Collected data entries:
PR #20696, opened 2026-01-01
refactor(rpc): remove unused BlockTransactionsResponseSender

GarmashAlex:
The cache for recovered blocks never enqueued the Right variant of Either, so BlockTransactionsResponseSender and the corresponding match arms were effectively dead code. Simplify BlockLruCache to use a single sender type, remove the unreachable Either::Right branches and the unused type alias, and keep the cache semantics unchanged while reducing complexity


mattsse (approved):
this makes sense because this is indeed unused

PR #20697, opened 2026-01-02
fix(stages): ensure all blocks get changesets in AccountHashingStage::seed

meetrick:
## Summary

Fix a bug in `AccountHashingStage::seed` where changesets were silently truncated when `accounts < blocks`.

## Problem

The `seed` function used `zip` to iterate over blocks and accounts:

```rust
for (t, (addr, acc)) in opts.blocks.zip(&accounts) {
```

Since `zip` stops at the shorter iterator, when `SeedOpts` was configured with fewer accounts than blocks (e.g., `accounts: 10, blocks: 0..=500`), only 10 changesets were generated instead of 501. This caused the incremental hashing mode to query empty changeset ranges, meaning it was never properly tested.

The original `TODO: Rewrite this` comment and the complex documentation explaining how to configure `SeedOpts` to work around this limitation indicated that this was a known issue.

## Solution

Changed `zip(&accounts)` to `zip(accounts.iter().cycle())` so that accounts are reused cyclically to cover all blocks. This ensures that every block in the specified range gets a corresponding changeset entry, regardless of the number of accounts.

## Result

After this fix, tests now generate changesets for all blocks as originally intended. The incremental hashing code path is now properly exercised during testing. The workaround documentation in `SeedOpts` is no longer needed and has been simplified.

### DIFF
--- a/crates/stages/stages/src/stages/hashing_account.rs
+++ b/crates/stages/stages/src/stages/hashing_account.rs
@@ -106,7 +106,8 @@ impl AccountHashingStage {
 
             let mut acc_changeset_cursor =
                 provider.tx_ref().cursor_write::<tables::AccountChangeSets>()?;
-            for (t, (addr, acc)) in opts.blocks.zip(&accounts) {
+            // Use cycle() to ensure all blocks get changesets, cycling through accounts if needed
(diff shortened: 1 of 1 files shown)


mattsse (commented):
since this is just test code, we can keep this as is

PR #22766, opened 2026-03-04
perf: LFU-based sparse trie cache

pepyakin:
## Motivation

The sparse trie cache persists between blocks to avoid expensive re-reveals (DB fetches) of nodes needed again. Pruning bounds memory, but the old strategy poorly predicts what to keep:

1. **Depth-based pruning is blind** — it cuts at a fixed depth regardless of which keys are actually being reused across blocks.
2. **Subtrie-level heat tracking is defeated by hashing at scale** — since keys are keccak256 hashes, updates distribute uniformly across all 256 lower subtries under load. With enough touched slots per block, every subtrie looks equally hot, so the heat mechanism can't distinguish frequently-used regions from cold ones. (It could discriminate with very few updates, but that's exactly when pruning pressure is low and the mechanism isn't needed.)
3. **Whole-trie storage retention is too coarse** — `max_storage_tries` kept the top N whole contract-level storage tries, ranked by `node_count × heat_multiplier`. A massive contract like USDT would dominate by sheer size even if only 1 slot was actually hot, while a smaller contract with many hot slots could get evicted entirely.

The net effect: pruning decisions don't correlate with actual re-use, leading to unnecessary re-reveals (cache misses) and wasted memory (retaining cold data).

## Strategy

Track hotness at the individual key level. Every storage slot write records a `(address, slot)` touch and every account write records an account touch in a `BucketedLfu` frequency cache. At prune time, retain only the top-N hottest slots and top-M hottest accounts, then prune tries to keep exactly the paths leading to retained keys, collapsing everything else to hash stubs. This makes pruning proportional to actual re-use rather than trie topology.

### DIFF
--- a/crates/engine/primitives/src/config.rs
+++ b/crates/engine/primitives/src/config.rs
@@ -29,7 +29,7 @@ pub const DEFAULT_SPARSE_TRIE_PRUNE_DEPTH: usize = 4;
 /// Default LFU hot-slot capacity for sparse trie pruning.
 ///
 /// Limits the number of `(address, slot)` pairs retained across prune cycles.
-pub const DEFAULT_SPARSE_TRIE_MAX_HOT_SLOTS: usize = 10000;
+pub const DEFAULT_SPARSE_TRIE_MAX_HOT_SLOTS: usize = 1500;
 
 /// Default LFU hot-account capacity for sparse trie pruning.
 ///
--- a/crates/engine/primitives/src/config.rs
+++ b/crates/engine/primitives/src/config.rs
@@ -26,10 +26,15 @@ pub const DEFAULT_RESERVED_CPU_CORES: usize = 1;
 /// Depth 4 means we keep roughly 16^4 = 65536 potential branch paths at most.
 pub const DEFAULT_SPARSE_TRIE_PRUNE_DEPTH: usize = 4;
 
-/// Default maximum number of storage tries to keep after pruning.
+/// Default LFU hot-slot capacity for sparse trie pruning.
 ///
-/// Storage tries beyond this limit are cleared (but allocations preserved).
-pub const DEFAULT_SPARSE_TRIE_MAX_STORAGE_TRIES: usize = 100;
+/// Limits the number of `(address, slot)` pairs retained across prune cycles.
+pub const DEFAULT_SPARSE_TRIE_MAX_HOT_SLOTS: usize = 10000;
+
+/// Default LFU hot-account capacity for sparse trie pruning.
+///
+/// Limits the number of account addresses retained across prune cycles.
+pub const DEFAULT_SPARSE_TRIE_MAX_HOT_ACCOUNTS: usize = 1000;
 
 /// Default timeout for the state root task before spawning a sequential fallback.
 pub const DEFAULT_STATE_ROOT_TASK_TIMEOUT: Duration = Duration::from_secs(1);
@@ -131,8 +136,10 @@ pub struct TreeConfig {
     disable_cache_metrics: bool,
     /// Depth for sparse trie pruning after state root computation.
     sparse_trie_prune_depth: usize,
-    /// Maximum number of storage tries to retain after pruning.
-    sparse_trie_max_storage_tries: usize,
+    /// LFU hot-slot capacity: max `(address, slot)` pairs retained across prune cycles.
+    sparse_trie_max_hot_slots: usize,
+    /// LFU hot-account capacity: max account addresses retained across prune cycles.
+    sparse_trie_max_hot_accounts: usize,
     /// Whether to fully disable sparse trie cache pruning between blocks.
     disable_sparse_trie_cache_pruning: bool,
     /// Timeout for the state root task before spawning a sequential fallback computation.
@@ -165,7 +172,8 @@ impl Default for TreeConfig {
             allow_unwind_canonical_header: false,
             disable_cache_metrics: false,
             sparse_trie_prune_depth: DEFAULT_SPARSE_TRIE_PRUNE_DEPTH,
-            sparse_trie_max_storage_tries: DEFAULT_SPARSE_TRIE_MAX_STORAGE_TRIES,
+            sparse_trie_max_hot_slots: DEFAULT_SPARSE_TRIE_MAX_HOT_SLOTS,
+            sparse_trie_max_hot_accounts: DEFAULT_SPARSE_TRIE_MAX_HOT_ACCOUNTS,
             disable_sparse_trie_cache_pruning: false,
             state_root_task_timeout: Some(DEFAULT_STATE_ROOT_TASK_TIMEOUT),
         }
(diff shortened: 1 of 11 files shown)


pepyakin:
derek bench warmup=1000 blocks=4000

crates/trie/sparse/src/parallel.rs
```diff
@@ -1157,198 +1150,115 @@ impl SparseTrie for ParallelSparseTrie {
...
+                        .subtrie_for_path_mut_untracked(&parent_path)
+                        .expect("parent subtrie exists")
+                        .nodes
+                        .get_mut(&parent_path)
+                        .expect("expected parent branch node")
+                    else {
+                        panic!("expected branch node at path {parent_path:?}");
+                    };
+
+                    let nibble = path.last().unwrap();
```
pepyakin, line 1206: are we even leaving justifications for things like those, or are they self evident?

decofe:
cc @pepyakin

🚀 Benchmark started! [View job](https://github.com/paradigmxyz/reth/actions/runs/22714667430/job/65861216780)

**Config:** 500 blocks, 100 warmup blocks, baseline: `main`, feature: `pep/hot-slots-trie`

crates/trie/sparse/src/parallel.rs
```diff
@@ -1157,198 +1150,115 @@ impl SparseTrie for ParallelSparseTrie {
...
-    fn prune(&mut self, max_depth: usize) -> usize {
+    fn prune(&mut self, retained_leaves: &[Nibbles]) -> usize {
         #[cfg(feature = "trie-debug")]
         self.debug_recorder.reset();
 
-        // Decay heat for subtries not modified this cycle
-        self.subtrie_heat.decay_and_reset();
+        let mut retained_leaves = retained_leaves.to_vec();
+        retained_leaves.sort_unstable();
+        retained_leaves.dedup();
```
mediocregopher: imo if we don't expect there to be duplicates here (which I don't believe we do, since the LFU cache should already dedup) when I'd rather this be a debug_assert asserting that there's no dupes, or just leave it out completely.

mediocregopher (approved):

crates/trie/sparse/src/parallel.rs
pepyakin: good catch.

Also, it shouldn't affect correctness so I just removed it.

crates/engine/tree/src/tree/payload_processor/sparse_trie.rs
```diff
@@ -594,6 +598,55 @@ where
...
+    /// Computes storage roots for accounts whose storage updates are fully drained.
+    ///
+    /// For each storage trie T that:
+    /// 1. was modified in the current block,
+    /// 2. all the storage updates are fully drained,
+    /// 3. but the storage root hasn't been updated yet,
+    ///
+    /// we trigger state root computation on a rayon pool.
+    fn compute_drained_storage_roots(&mut self) {
+        let span = debug_span!("compute_storage_roots").entered();
```
DaniPopes: nit: can be #[instrument], also needs target

crates/engine/tree/src/tree/payload_processor/sparse_trie.rs
```diff
@@ -594,6 +598,55 @@ where
...
+                ?address
+            )
+            .entered();
+            // SAFETY:
+            // - pointers are created from `storage_tries_mut().get_mut(address)` above;
+            // - `addresses_to_compute_roots` comes from map iteration, so addresses are unique;
+            // - we do not insert/remove entries between pointer collection and use, so pointers
+            //   stay valid and map reallocation cannot occur;
+            // - each pointer is consumed by at most one rayon task, so no aliasing mutable access.
+            unsafe { (*trie).root().expect("updates are drained, trie should be revealed by now") };
```
DaniPopes, line 651: unsafe lgtm

crates/trie/sparse/src/state.rs
```diff
@@ -997,93 +968,164 @@ impl<S: SparseTrieTrait + Clone> StorageTries<S> {
...
 
-    /// Clears all heat tracking state.
-    fn clear(&mut self) {
-        self.state.clear();
-        self.accessed_this_cycle.clear();
+/// Slot-specific helpers for the `BucketedLfu<HotSlotKey>`.
+impl BucketedLfu<HotSlotKey> {
+    /// Returns retained slots grouped by address.
+    fn retained_slots_by_address(&self) -> B256Map<Vec<Nibbles>> {
+        let mut grouped = B256Map::<Vec<Nibbles>>::default();
```
DaniPopes: with_capacity?

crates/trie/sparse/src/parallel.rs
mediocregopher: I usually try to but I'm not super diligent about it

DaniPopes (approved):
lgtm nitZ

crates/engine/primitives/src/config.rs
```diff
@@ -26,10 +26,15 @@ pub const DEFAULT_RESERVED_CPU_CORES: usize = 1;
 /// Depth 4 means we keep roughly 16^4 = 65536 potential branch paths at most.
 pub const DEFAULT_SPARSE_TRIE_PRUNE_DEPTH: usize = 4;
 
-/// Default maximum number of storage tries to keep after pruning.
+/// Default LFU hot-slot capacity for sparse trie pruning.
 ///
-/// Storage tries beyond this limit are cleared (but allocations preserved).
-pub const DEFAULT_SPARSE_TRIE_MAX_STORAGE_TRIES: usize = 100;
+/// Limits the number of `(address, slot)` pairs retained across prune cycles.
+pub const DEFAULT_SPARSE_TRIE_MAX_HOT_SLOTS: usize = 1500;
```
yongkangc, line 32: curious how did we decide on these numbers?

yongkangc (approved):
nice one! lgtm 🚀  just one question!

crates/trie/sparse/src/state.rs
```diff
@@ -997,93 +968,164 @@ impl<S: SparseTrieTrait + Clone> StorageTries<S> {
...
 }
 
-#[allow(dead_code)]
-impl StorageTrieModifications {
-    /// Marks a storage trie as accessed this cycle.
-    /// Heat and `prune_backlog` are updated in [`Self::update_and_reset`].
-    #[inline]
-    fn mark_accessed(&mut self, address: B256) {
-        self.accessed_this_cycle.insert(address);
+impl<K> Default for BucketedLfu<K> {
```
yongkangc: also should we consider about adding tests for `BucketedLfu` ? think thats prob the most complex part of this change

crates/engine/primitives/src/config.rs
pepyakin: Trial and error! If you increase it too high, the maintenance overheads start to dominate. Set it too low and the hit rate starts to plummet.

crates/trie/sparse/src/state.rs
pepyakin: will do!

crates/engine/primitives/src/config.rs
yongkangc: ahh i see, thats a good note

PR #22767, opened 2026-03-04
feat(trie): add sparse trie cache hit rate metrics

decofe:
## Summary

Add metrics to track sparse trie cache hit rate in `update_leaves`.

## Motivation

We need a proper way to measure how effective the sparse trie cache is, rather than using proxies like revealed node counts. Every key removed from the `updates` map after `update_leaves` is a cache hit (the trie path was already revealed), and every key left behind is a cache miss (required a new proof).

## Changes

- Added 4 histogram metrics to `MultiProofTaskMetrics`: `sparse_trie_{account,storage}_cache_{hits,misses}`
- In `process_leaf_updates`, measure `updates.len()` before/after `update_leaves()` for storage tries and record aggregated hits/misses
- In `process_account_leaf_updates`, do the same for the account trie

## Testing

`cargo check -p reth-engine-tree` passes clean.

Prompted by: alexey


mediocregopher (approved):

yongkangc (approved):
Makes sense

PR #22772, opened 2026-03-04
feat(devnet): add cli flags for the different BAL methods

emmajam:
Adding BAL specific cli flags

| Column | Meaning | Flag | 
| - | -| - |
| Exec Par. | Parallel execution using BAL | --engine.disable-bal-parallel-execution |
| State Par. | Parallel state root using BAL | --engine.disable-bal-parallel-state-root |
| Batch IO | Batched storage reads | Steven's PR #22748 |


mattsse (approved):
makes sense

PR #22776, opened 2026-03-04
fix(net): mark transactions as seen in propagate_hashes_to

bobtajson:
Add missing `peer.seen_transactions.insert()` in `propagate_hashes_to`, matching the pattern in `propagate_full_transactions_to_peer` and `propagate_transactions`. Without this, transactions manually propagated as hashes were not marked as seen, so subsequent `propagate_transactions` calls would redundantly re-send them to the same peer.


mattsse (approved):
right, this makes sense

PR #22784, opened 2026-03-04
feat(bench): add `wait_for_*` arguments to `reth_newPayload`

decofe:
## Summary

Adds optional `wait_for_persistence` and `wait_for_caches` boolean arguments to `reth_newPayload`.

Additionally, fully removes `wait_for_persistence` and infrastructure around it — we can now use `reth_newPayload`.

## Motivation

Currently `reth_newPayload` always waits for in-flight persistence and cache locks before executing the payload. This is useful for benchmarking, but sometimes you want to send blocks as fast as possible without wait time in between to test more extreme scenarios.

Co-Authored-By: Alexey Shekhirin <5773434+shekhirin@users.noreply.github.com>

Prompted by: alexey


mattsse (dismissed):
can we rename wait to wait_for_xyz 
because otherwise hard to understand what this is waiting for

mediocregopher (approved):

joshieDo (approved):

PR #22785, opened 2026-03-04
perf(net): reorder filters to run cheap checks first

jsvisa:
Reorder the filtering pipelines in tx handling:

- `on_get_pooled_transactions`: check `tx_gossip_disabled` first, it avoids an unnecessary HashMap lookup when gossip is disabled; 
- `on_new_pooled_transaction_hashes`: check spam first(by checking the tx type), as the `pool.retain_unknown` acquires RwLock on the entire pool


mattsse (approved):
this makes sense, ty!

PR #22786, opened 2026-03-04
perf(engine): prepare canonical overlay after forkchoice update

joohhnnn:
`prepare_canonical_overlay()` was only called after persistence, not after forkchoice updates. Since FCU precedes payload building and persistence lags behind, the overlay cache missed on nearly every payload request.

### DIFF
--- a/crates/engine/tree/src/tree/mod.rs
+++ b/crates/engine/tree/src/tree/mod.rs
@@ -2501,6 +2501,13 @@ where
         // sends an event to all active listeners about the new canonical chain
         self.canonical_in_memory_state.notify_canon_state(notification);
 
+        // Pre-compute the canonical overlay so it's ready when the next payload arrives.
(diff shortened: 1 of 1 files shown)


mattsse (commented):
@mediocregopher I dont think this is necessary/useful here because we already prepare all this in

https://github.com/paradigmxyz/reth/blob/1ffff8f8e3419c245ec7d88a2b009187ece43c0e/crates/engine/tree/src/tree/payload_validator.rs#L1689-L1692

for each block I believe

and we use this one here to re-anchor after persistence

https://github.com/paradigmxyz/reth/blob/1ffff8f8e3419c245ec7d88a2b009187ece43c0e/crates/engine/tree/src/tree/mod.rs#L1460-L1467

so afaict doing this on fcu is redundant because already taken care of by the deferred trie task?

PR #22798, opened 2026-03-05
fix(prune): correct broken test for set_deleted_entries_limit

rejected-l:
Test was cloning struct and mutating the clone instead of the original - always passed but tested nothing. Fixed to verify actual behavior.


mattsse (approved):
lgtm, good catch

PR #22803, opened 2026-03-05
fix(engine): persist blocks before pruning to survive SIGTERM

skylenet:
## Context / Issue

I took a mainnet snapshot at height 24350000 . While starting from that snapshot, I've noticed that reth was missing 2 blocks (head=24349998). Initially I thought that it was maybe my snapshot process that made some mistake, so I was just trying to do newPayload + fcu for the missing blocks. This worked fine. But once I stop the reth node and start it again, I'm again at block 24349998. So it's not persisting these 2 last blocks. 

I'm running it with `--engine.persistence-threshold=0`. 

So it goes like:

1 ) Start reth, check latest block is 24349998
2) Move head to 24350000 via newPayload + fcus
3) Wait 10s
4) Stop reth (SIGTERM)
5) Start reth
6) Reth comes up with latest block at 24349998 . I was expecting 24350000. 

## Code changes

Closes blocks being lost on restart when using `--engine.persistence-threshold 0`.

The persistence service ran the pruner in the same MDBX transaction as
`save_blocks`. On a full node the first engine-triggered prune can take
60+ seconds (e.g. pruning ~1M blocks of receipts). If SIGTERM arrives
during pruning the transaction is rolled back, losing the newly persisted
blocks.

Split into two transactions: commit blocks first, then prune separately.
Blocks now survive even if the pruner is interrupted.
  
---  
This PR is AI generated using Claude code.


crates/engine/tree/src/tree/mod.rs
```diff
@@ -471,7 +471,12 @@ where
                     }
                 }
                 LoopEvent::Disconnected => {
-                    error!(target: "engine::tree", "Channel disconnected");
+                    // Persist all remaining blocks before shutting down to avoid data
+                    // loss when the incoming channel is dropped (e.g. on SIGTERM).
+                    info!(target: "engine::tree", "Channel disconnected, persisting remaining blocks before shutdown");
+                    if let Err(err) = self.persist_until_complete() {
+                        error!(target: "engine::tree", %err, "Failed to persist blocks during shutdown");
```
joshieDo: this shouldnt be necessary, we already signal the termination to engine which will  persit until completion

https://github.com/paradigmxyz/reth/blob/909157859aac9811b675dbdacbc5af81232009fe/crates/engine/tree/src/tree/mod.rs#L1445-L1451 

https://github.com/paradigmxyz/reth/blob/909157859aac9811b675dbdacbc5af81232009fe/crates/engine/tree/src/tree/mod.rs#L1309-L1320

most likely what happened was a timeout of the graceful shutdown while the task was still persisting or pruning

crates/engine/tree/src/persistence.rs
```diff
@@ -171,14 +171,18 @@ where
                 }
             }
 
+            // Commit blocks before pruning so that persisted data survives even if
+            // the pruner is interrupted (e.g. by SIGTERM).
+            provider_rw.commit()?;
```
joshieDo, line 182: makes sense

skylenet: I've simplified the PR and only kept this change.

PR #22806, opened 2026-03-05
refactor(txpool): extract generic blob lookup helper in DiskFileBlobS…

joohhnnn:
Unify `get_by_versioned_hashes_v1` and `get_by_versioned_hashes_eip7594` into a single generic `get_by_versioned_hashes_inner` method that takes a sidecar-matching closure. 

Eliminates ~100 lines of duplicated two-phase lookup logic and fixes V1 missing the O(1) missing_count early-exit optimization that had drifted in from the eip7594 variant.


mattsse (commented):
I'd prefer keeping this as is, saving a few loc isnt meaningful here

PR #22808, opened 2026-03-05
perf(primitives): cache tx hash in IndexedTx to avoid redundant keccak256

joohhnnn:
find_indexed() already computes trie_hash() to locate the transaction, but the result was discarded. Callers then immediately call meta() or tx_hash(), triggering another RLP encode + keccak256. Cache the hash in the IndexedTx struct to eliminate this redundant computation on RPC hot paths like eth_getTransactionByHash.

### DIFF
--- a/crates/primitives-traits/src/block/recovered.rs
+++ b/crates/primitives-traits/src/block/recovered.rs
@@ -318,7 +318,7 @@ impl<B: Block> RecoveredBlock<B> {
             .transactions_iter()
             .enumerate()
             .find(|(_, tx)| tx.trie_hash() == tx_hash)
-            .map(|(index, tx)| IndexedTx { block: self, tx, index })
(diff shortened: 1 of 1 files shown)


crates/primitives-traits/src/block/recovered.rs
```diff
@@ -318,7 +318,7 @@ impl<B: Block> RecoveredBlock<B> {
             .transactions_iter()
             .enumerate()
             .find(|(_, tx)| tx.trie_hash() == tx_hash)
-            .map(|(index, tx)| IndexedTx { block: self, tx, index })
+            .map(|(index, tx)| IndexedTx { block: self, tx, index, tx_hash })
```
mattsse, line 321: this is already always computed here and stored in the oncelock

mattsse (commented):
we dont need this because the triehash is cashed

- [Task objective] Out of the entries, pull every line that mentions "joshieDo".

- [Solution to this problem]
joshieDo (approved):
joshieDo: this shouldnt be necessary, we already signal the termination to engine which will  persit until completion
joshieDo, line 182: makes sense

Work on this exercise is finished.